Table 3 shows the outcomes of seven screening strategies in the entire testing sample. If the OGTT, which represents a certain gold standard for these strategies, were applied to all subjects, it would identify 44.1% of the sample as screen positive and detect and explicitly classify all hyperglycemia cases.

Screening with fasting glucose using the conventional IFG cut point identified 17.3% of the sample as screen positive (diabetes or IFG), detecting 68.8% of the 497 cases of diabetes but only 28.1% of the 1,330 cases of IFG/IGT. Lowering the fasting glucose cut point to 5.6 mmol/l identified 45.7% of subjects as screen positive, increasing the detection rate to 85.3% for diabetes and 57.7% for IFG/IGT, while leaving unaltered the sample fraction explicitly labeled as diabetes or IFG. It detects 51.7% of IGT cases. If labeling is desired among those with FPG <6.1 mmol/l, an OGTT could then be applied. This approach decreases screen positivity to 28.8% while explicitly classifying all the hyperglycemia cases detected.

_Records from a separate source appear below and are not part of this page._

PR #38, opened 2020-10-07
build binary independent of apiserver-boot

drewwells:


test/apiserver/Dockerfile
```diff
@@ -0,0 +1,4 @@
+FROM infobloxcto/alpine_base:0.1.0 AS runner
```
drewwells, line 1: This repo is public now. We could move it to the opensource account..

kd7lxl (approved):

PR #40, opened 2020-10-19
Apiserver chart

drewwells:
DEMO

```
apiVersion: apiregistration.k8s.io/v1
kind: APIService
metadata:
  annotations:
    meta.helm.sh/release-name: drew-example-apiserver
    meta.helm.sh/release-namespace: default
  creationTimestamp: "2020-10-20T04:23:43Z"
  labels:
    api: contact
    apiserver: "true"
    app.kubernetes.io/managed-by: Helm
  name: v1alpha1.example.infoblox.com
  resourceVersion: "119394"
  selfLink: /apis/apiregistration.k8s.io/v1/apiservices/v1alpha1.example.infoblox.com
  uid: 7bf90e38-c957-4c1e-89e5-9a34c6d4aecf
spec:
...
status:
  conditions:
  - lastTransitionTime: "2020-10-20T04:24:12Z"
    message: all checks passed
    reason: Passed
    status: "True"
    type: Available
```


drewwells:
It still has some issues, but reports ready now
```
k get contact                                                                 kind-minikube
Error from server (NotFound): Unable to list "example.infoblox.com/v1alpha1, Resource=contacts": the server could not find the requested resource
```

.github/workflows/pr.yaml
```diff
@@ -1,25 +1,38 @@
 name: PR
 on: pull_request
 jobs:
-  build:
-    name: Build
+  end2end:
+    name: End To End
```
drewwells, line 5: We can separate out building go code and pushing docker images from the helm deployments eventually. There's not really much code to do this with though, so the renaming may have been a preoptimization.

kd7lxl (approved):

Another approach is to additionally screen all those with fasting glucose <6.1 mmol/l using a detection rule composed of clinically available diabetes risk factors. Applying such a clinical detection rule, set to identify those at “high probability” (upper 30%) of having hyperglycemia, this strategy detects 86.3% of the total cases of diabetes and 58.4% of the cases of IFG/IGT. This strategy detects 52.4% of IGT cases in the sample. With this strategy, 42.1% of the sample are identified as screen positive, yet only 17.3% actually receive a diagnostic label of hyperglycemia (diabetes, IFG, or IGT). If a clinical diagnosis of hyperglycemia is considered desirable to initiate clinical preventive actions, then an additional step could apply an OGTT to those considered at high probability of having hyperglycemia by this clinical rule. This step does not increase the detection rate, it decreases screen positivity to 29.1%, and it permits explicit classification of those with glucose abnormalities, at a cost of an OGTT in 24.8% of the sample.

Finally, screening with fasting glucose alone applied only to those with BMI ≥25 kg/m2 reduced those tested to 73.3% of the sample, at the expense of considerably lower overall case detection rates. All strategies assume that those with IFG will not be further classified by 2-h postload testing. If such classification were performed, then an additional 12.1% of the sample would undergo OGTT testing.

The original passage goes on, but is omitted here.